WORK REQUEST:
What follows is a listing to be repeated in full and without alteration.

SOURCE MATERIAL:
● ● ● ●

PR #694, opened 2019-12-16
Cleanup result selection of sensingdot_t

peendebak:


src/qtt/structures.py
```diff
@@ -347,6 +347,15 @@ def scan2D(sd, ds=90, stepsize=4, fig=None, verbose=1):
...
         return alldata
 
+    def _select_results(self, goodpeaks):
+        if len(goodpeaks) > 0:
+            self.sdval[1] = float(goodpeaks[0]['xhalfl'])
+            self.targetvalue = float(goodpeaks[0]['yhalfl'])
+            self._selected_peak = goodpeaks[0]
+        else:
+            self._selected_peak = None
+            raise qtt.exceptions.CalibrationException('fastTune: could not find good peak')
```
QFer: Because the function is also called from autoTune, the fastTune reference in the exception text can mislead the user.

PR #696, opened 2019-12-17
fix for period argument of sensingdot_t

peendebak:
* Pass `period` argument to measurement method
* Argument value set to 1-e3 for backwards compatibility


src/qtt/structures.py
```diff
@@ -464,6 +464,7 @@ def fastTune(self, Naverage=90, sweeprange=79, period=.5e-3, location=None,
                 scanjob['sweepdata'] = {'param': gate, 'start': cc -
                                         sweeprange / 2, 'end': cc + sweeprange / 2, 'step': 4}
 
+            scanjob['sweepdata']['period']=period
```
QFer: spaces around =

src/qtt/structures.py
```diff
@@ -428,7 +428,7 @@ def _measurement_post_processing(self, dataset):
 
         return dataset
 
-    def fastTune(self, Naverage=90, sweeprange=79, period=.5e-3, location=None,
+    def fastTune(self, Naverage=90, sweeprange=79, period=1e-3, location=None,
```
QFer: Please add period in the parameter docstring. Why is it used in this function?

PR #7, opened 2014-12-08
Add CMake build files for Legion

chuckatkins:
Still needs some work to get the CUDA support building but works for shared and GASNet.


chuckatkins:
Will refactor for new code

PR #8, opened 2015-02-03
Fixed typo in runtime

willcrichton:
This typo prevented the runtime from building (and subsequently the entire application), so I think it's a good fix!


lightsighter:
Thanks.

PR #12, opened 2015-06-19
Eliminate unused variable warnings when compiling with -DNDEBUG

gsjaardema:


streichler:
Greg,
  Out of curiosity, how much performance improvement are you seeing with -DNDEBUG?
(I assume that's why you're doing it?)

● ● ● ●

RESPONSE BOX:
PR #694, opened 2019-12-16
Cleanup result selection of sensingdot_t

peendebak:


src/qtt/structures.py
```diff
@@ -347,6 +347,15 @@ def scan2D(sd, ds=90, stepsize=4, fig=None, verbose=1):
...
         return alldata
 
+    def _select_results(self, goodpeaks):
+        if len(goodpeaks) > 0:
+            self.sdval[1] = float(goodpeaks[0]['xhalfl'])
+            self.targetvalue = float(goodpeaks[0]['yhalfl'])
+            self._selected_peak = goodpeaks[0]
+        else:
+            self._selected_peak = None
+            raise qtt.exceptions.CalibrationException('fastTune: could not find good peak')
```
QFer: Because the function is also called from autoTune, the fastTune reference in the exception text can mislead the user.

PR #696, opened 2019-12-17
fix for period argument of sensingdot_t

peendebak:
* Pass `period` argument to measurement method
* Argument value set to 1-e3 for backwards compatibility


src/qtt/structures.py
```diff
@@ -464,6 +464,7 @@ def fastTune(self, Naverage=90, sweeprange=79, period=.5e-3, location=None,
                 scanjob['sweepdata'] = {'param': gate, 'start': cc -
                                         sweeprange / 2, 'end': cc + sweeprange / 2, 'step': 4}
 
+            scanjob['sweepdata']['period']=period
```
QFer: spaces around =

src/qtt/structures.py
```diff
@@ -428,7 +428,7 @@ def _measurement_post_processing(self, dataset):
 
         return dataset
 
-    def fastTune(self, Naverage=90, sweeprange=79, period=.5e-3, location=None,
+    def fastTune(self, Naverage=90, sweeprange=79, period=1e-3, location=None,
```
QFer: Please add period in the parameter docstring. Why is it used in this function?

PR #7, opened 2014-12-08
Add CMake build files for Legion

chuckatkins:
Still needs some work to get the CUDA support building but works for shared and GASNet.


chuckatkins:
Will refactor for new code

PR #8, opened 2015-02-03
Fixed typo in runtime

willcrichton:
This typo prevented the runtime from building (and subsequently the entire application), so I think it's a good fix!


lightsighter:
Thanks.

PR #12, opened 2015-06-19
Eliminate unused variable warnings when compiling with -DNDEBUG

gsjaardema:


streichler:
Greg,
  Out of curiosity, how much performance improvement are you seeing with -DNDEBUG?
(I assume that's why you're doing it?)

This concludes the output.